Any ideas on how to handle this if someone doesn't have an iPhone?


----------



## Trump Economics (Jul 29, 2015)

circle1 said:


> Ok, I feel like Indiana Jones when he's getting ready to switch the sandbag with the priceless artifact sitting on the pedestal . . . . so I arrive within a few hundred feet then come to a _*complete stop to check destination*_??
> 
> Then close the app. But the procedure's not over . . . why return later, why not just sit-it out??
> 
> ...


I'm sure Galaxy phones have a block option



circle1 said:


> Ok, I feel like Indiana Jones when he's getting ready to switch the sandbag with the priceless artifact sitting on the pedestal . . . . so I arrive within a few hundred feet then come to a _*complete stop to check destination*_??
> 
> Then close the app. But the procedure's not over . . . why return later, why not just sit-it out??
> 
> ...


....NO YOU JUST ARRIVE, DON'T HIT PICK UP PASSENGER AND DRIVE OFF



circle1 said:


> Ok, I feel like Indiana Jones when he's getting ready to switch the sandbag with the priceless artifact sitting on the pedestal . . . . so I arrive within a few hundred feet then come to a _*complete stop to check destination*_??
> 
> Then close the app.
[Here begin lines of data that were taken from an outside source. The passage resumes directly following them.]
PR #244, opened 2016-10-05
(FM-5662) Reduce the DSC type tests

jpogran:
This reduces the amount of boilerplate type tests generated by building
the types from the dsc resources. The original intention was to cover
all the types, but as we continue to keep pace with the released DSC
Resources the number of tests increase exponentionally without adding
any extra value. This change selects specific DSC Resources in order to
keep the safety of the unit tests without the exceedingly long runtime
penalty of the redundant tests.

This should be merged before #242 and #243 to reduce the time to test for those


Iristyle:
Based on AppVeyor results, its unclear to me that this is actually working as desired.

jpogran:
I didn't rebuild and remove the unwanted tests, wanted to solicit feedback first. Will put up another commit with the rebuild

Iristyle:
Also - I assume this is just a stop-gap before merging the validation between regular MOF / embedded instance MOF data and stripping out the unnecessary tests from the templates?

ferventcoder:
> Also - I assume this is just a stop-gap before merging the validation between regular MOF / embedded instance MOF data and stripping out the unnecessary tests from the templates?

What does this mean?

Iristyle:
@ferventcoder - I look at https://tickets.puppetlabs.com/browse/MODULES-2760 as the real solution to the spec problem - this PR is a nice fix for reducing the test count, but addresses the symptom rather than the underlying problem.

I'll spike something real quick to show you what that would look like.

ferventcoder:
> I'll spike something real quick to show you what that would look like.

If you want, that's fine @Iristyle. At the very least this is definitely a great start, shaving nearly 45 minutes off of the AppVeyor build time, so this is good to move forward on for now.

Iristyle:
The validation refactoring is in #246

PR #245, opened 2016-10-07
(maint) Fix rake dsc:build to update if needed

Iristyle:
- Currently, rake dsc:build skips an import of the upstream DSC
   resource from github.com/PowerShell/DscResources.  However, this
   is problematic when the local yml file has been updated, but the
   built types don't match locally - resulting in unpredictable
   behavior.

 - Instead, always call the import handler, which will look at the
   local git cloned copy of the upstream resources, and will make sure
   to fetch from upstream repos when the desired tags are not present.

 - Rework the file cleanup for the cloned copy of the source, so that
   original files are not deleted - instead filter them when copying.
   Don't trash the cloned source at the end of the import.


Iristyle:
@puppetlabs/windows this should fix the rake task issues I was encountering.

Iristyle:
@jpogran I've noticed that a bunch of the links in the table are wrong as
well in types.md

PR #249, opened 2016-10-07
WIP - MOF parsing

Iristyle:
@jpogran I had at one point started patching the MOF parsing process to be smarter - but I never finished it off.

This is the WIP point-in-time code that I had started (but obviously some things have changed since then).

I also had a repo that I was working off of that I had put together as a test at https://github.com/Iristyle/dsc-parser-tests/blob/master/parse.rb that might contain some useful tidbits.

### DIFF
--- a/build/dsc/mof.rb
+++ b/build/dsc/mof.rb
@@ -4,8 +4,6 @@ module Dsc
     attr_accessor :dsc_invalid_resources
 
     def initialize(options)
-
-      @import_folder                = options[:import_folder]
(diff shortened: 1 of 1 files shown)


Iristyle:
There's some more detail in a gist at https://gist.github.com/Iristyle/cbd1f57ce53de9964202

david22swan:
@Iristyle 
Closing this PR as the work enclosed has been largely replaced by puppetlabs-dsc_lite.

PR #254, opened 2016-10-26
(MODULES-3683) Fix maxpath issue with SharePointDsc and OfficeOfflineDsc

jpogran:
Implementing MODULES-3683 introduced maxpath errors with the OfficeOnlineServerDsc and SharePointDsc as they have a child folder
structure that is different than all the other DSC Resources we have
encountered so far.

OfficeOfflineServerDsc and SharePointDsc both have a three level deep
folder structure until you actually get to the DSC Resource. This is
different than all the other DSC Resources in
https://github.com/PowerShell/DscResources. If you look at their packaging
script, they account for it by only going to the actual DSC Resource:
https://github.com/PowerShell/SharePointDsc/blob/dev/.appveyor/appveyor.psm1#L59
when they make their nuget package for the PSGallery.

This fixes this by inspecting the path of each file and looking for
{ModuleName}/Modules/{ModuleName} and removing the extra folder.


jpogran:
This was tested by building the module and then installing the module using puppet:

```
PS C:\puppetlabs\modules\dsc> bundle exec puppet module build
DL is deprecated, please use Fiddle
Notice: Building C:/puppetlabs/modules/dsc for release
Module built: C:/puppetlabs/modules/dsc/pkg/puppetlabs-dsc-1.1.0.tar.gz
PS C:\puppetlabs\modules\dsc> bundle exec puppet module install C:\puppetlabs\modules\dsc\pkg\puppetlabs-dsc-1.1.0.tar.g
z
DL is deprecated, please use Fiddle
Notice: Preparing to install into C:/ProgramData/PuppetLabs/code/modules ...
Notice: Downloading from https://forgeapi.puppetlabs.com ...
Notice: Installing -- do not interrupt ...
C:/ProgramData/PuppetLabs/code/modules
└─┬ puppetlabs-dsc (v1.1.0)
  ├── puppetlabs-powershell (v2.0.3)
  ├── puppetlabs-reboot (v1.2.1)
  └── puppetlabs-stdlib (v4.13.1)
```

ferventcoder:
LGTM!

PR #248, opened 2016-10-07
(MODULES-4014) Fail if the PowerShell version is not >= 5

Iristyle:
- Users have been presented with confusing messages around type
  suitability that don't clearly indicate that this module requires
  PowerShell 5 or higher.
  
  Fail hard when the minimum PS version is not met.

PR #261, opened 2016-11-29
(MODULES-3977) DSC - WMF 5.1 fix

jpogran:
The dsc module uses the PowerShell Manager code from the powershell
module. The powershell module was recently updated to work on WMF 5.1
and uses named pipes. This PR adds this fix to the dsc module.


glennsarti:
@jpogran Looks like we'll need to update the spec tests as well.  Appveyor timed out.

jpogran:
@glennsarti I think we hit a temporary problem with appveyor. puppet 3.0 and ruby 1.9.3 took 1 min, but puppet 3.0 and ruby 2.0 took over 1 hour? re-kicking this

lib/puppet/provider/base_dsc/powershell.rb
```diff
@@ -21,23 +22,27 @@
...
-Unfortunately this library prevents the DSC module from using a shared
-PowerShell process to dramatically improve the performance of resource
-application.
-
-To enable these improvements, it is suggested to upgrade to any x64 version of
-Puppet (including 3.x), or to a Puppet version newer than 3.x.
-    UPGRADE
-  end
-
+  POWERSHELL_UPGRADE_MSG = <<-UPGRADE
```
Iristyle: Looks like you have superseded the proposed work in #248 / MODULES-4014 - which is great!

However, I'm not sure that this message makes the most sense for the DSC module.  DSC module requires PowerShell 5 since we're not using the `DscConfiguration` style cmdlets.

I think we can get away with something simpler here that is more specific to the DSC module (and I think as a result you can close out that other PR and the MODULES-4014 ticket at the same time)

lib/puppet_x/puppetlabs/compatible_powershell_version.rb
```diff
@@ -0,0 +1,51 @@
+require File.join(File.dirname(__FILE__), 'powershell_version')
+
+module PuppetX
+  module PuppetLabs
+    module Dsc
+      class CompatiblePowerShellVersion
+        def self.compatible_version?
```
Iristyle: As we were discussing in HipChat ... probably want to mod the implementation of `self.compatible_version?` to something as simple as:

```ruby
def self.compatible_version?
  powershell_version = PuppetX::PuppetLabs::Dsc::PowerShellVersion.version

  return false if powershell_version.nil?

  Gem::Version.new(powershell_version) >= Gem::Version.new(5)
end
```

lib/puppet/provider/base_dsc/powershell.rb
jpogran: This will be done in the MODULES-4014 ticket as it likely needs a test and QA review, as we are restricting on version where we didn't before

lib/puppet_x/puppetlabs/compatible_powershell_version.rb
glennsarti: Will be addressed in https://github.com/puppetlabs/puppetlabs-dsc/pull/292

PR #265, opened 2016-12-19
(FM-5972) Update to next modulesync_configs [dedaf10]

DavidS:


ferventcoder:
@puppetlabs/modules can this be closed? I think we already updated this in a different PR?

Iristyle:
Correct, this is no longer relevant.  Closing.

PR #282, opened 2017-02-20
(MODULES-4422) PS Module Manifest Parser bug

jpogran:
This fixes the regex that parses the PS module mainfest file (psd1) so that it can handle both single and double quoted strings


glennsarti:
Do we need some tests around this?

nealpeters86:
Tested with 3 custom modules;
The fix is working for the cChoco module, also building 2 other custom modules is still working as expected! Thanks @jpogran!

jpogran:
@nealpeters86 thanks for the verification. I am still going to put some kind of spec test for this like @glennsarti says, as it's obviously a blind spot

glennsarti:
@jpogran CI is green

glennsarti:
Given a customer has verified the fix, and my commit was to fix up CI tests due to Gem loading, while normally I would not merge my own commits, in this case this seems ok.

PR #283, opened 2017-02-22
(MODULES-4430) Fix repo case change

jpogran:
This fixes the case change in the official DSCResources folder name in the PowerShell/DSCResources repo. It also moves the folder names to a variable, and uses the variable in all the places it was specified before, so that it is now a change once fix

### DIFF
--- a/build/dsc.rake
+++ b/build/dsc.rake
@@ -70,13 +70,15 @@ eod
 
         sh cmd
 
+        community_dsc_resources_root = "#{dsc_resources_path_tmp}/xDscResources"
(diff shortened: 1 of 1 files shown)


glennsarti:
Do you have a link to the commit in the DSC repo for the case change?

jpogran:
Putting it here, will also put it in the commit: https://github.com/PowerShell/DscResources/commit/7ab39f90b735c2cb62b3a23c6e2c39747869ec96

jpogran:
Commit updated. Ready for review again @glennsarti

PR #290, opened 2017-03-22
[MODULES-4528] modulesync e25ca9 - Add locales folder and config.yaml and update default nodeset

wilson208:


wilson208:
@glennsarti have updated the message now

PR #292, opened 2017-04-03
(Modules-4014) Restrict to Powershell v5

jpogran:
This restricts the dsc module from running on PowerShell versions less than 5

~~**NOTE** - PR #261 needs to be merged first~~

### DIFF
--- a/lib/puppet/provider/base_dsc/powershell.rb
+++ b/lib/puppet/provider/base_dsc/powershell.rb
@@ -22,26 +22,32 @@ Puppet::Type.type(:base_dsc).provide(:powershell) do
 Applies DSC Resources by generating a configuration file and applying it.
 EOT
 
-  POWERSHELL_UPGRADE_MSG = <<-UPGRADE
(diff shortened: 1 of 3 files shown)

But the procedure's not over . . . why return later, why not just sit-it out??
> 
> ...





TCANN said:


> Here is another solution.
> Lyft will automatically cancel a ride if you are "Not Moving" for 3 minutes.
> I did this yesterday with a pick up 18 minutes away that I "knew" was going to be a short ride.
> 
> ...


Why wait? Just close the app and switch to Uber. That's 3 minutes not wasted.



MrMikeNC said:


> I feel like you're playing semantics here...if the goal is to make this as painless as possible, immaterial of it they send you nastygrams or not, then what is the point of your post then? If you take umbridge with the way I phrased "on their radar" then there is no way to "beat the system" since as you said anything we do "gets attention" from Lyft. So how do those two "beat the system" and "on their radar regardless" work together exactly?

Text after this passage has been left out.